Frente a esto, el asunto se clarifica. La experiencia cubana toma otro cariz. No porque alguno de nosotros pueda mostrar un éxito rotundo en su empresa, sino porque la Revolución cubana fue y sigue siendo un experimento esperanzador, una alternativa viable y visible, siempre mejorable, de otra cosa, de otro modo de encarar nuestros problemas.
Como nos enseñó «uncle» Noam [Chomsky], no nos dejemos engañar. No permitamos que nos comparen resortes con mandarinas. Devolvámosle el argumento comparando pares. Comparemos, entonces, la Cuba de la educación, de la salud y de la vivienda universal; la Cuba generosa e internacionalista, con Haití [ ese verdadero infierno del que nadie quiere hacerse cargo, siempre bajo el auspicio del Imperio estadounidense], o incluso con México [esa auténtica pesadilla de muerte y miseria].

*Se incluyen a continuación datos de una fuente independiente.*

PR #1736, opened 2020-07-13
Current directory as default directory for IMGMAKE image file generation on mounted local drives and delete generated file if error occurs

Wengier:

Y entonces el asunto se vuelve muchísimo más obvio y pertinente. Lo demás es un entretenimiento insignificante. La enumeración interminable de los relatos, los chismes y las quejas de miles de turistas bienpensantes y equilibrados que traen de la isla, ansiosos de deconstruir lo más obvio, historias que prueban que Cuba no es una flor en el cielo, sino un lugar en el mundo, como cualquier otro, no tienen sentido.
Lo interesante es que allí viven, un pueblo que tuvo la dignidad de proponerse una alternativa, y líderes que no se dejaron avasallar por los más poderosos. Sólo por eso, Cuba es y será siempre, para nosotros, los latinoamericanos, Cuba: la patria utópica.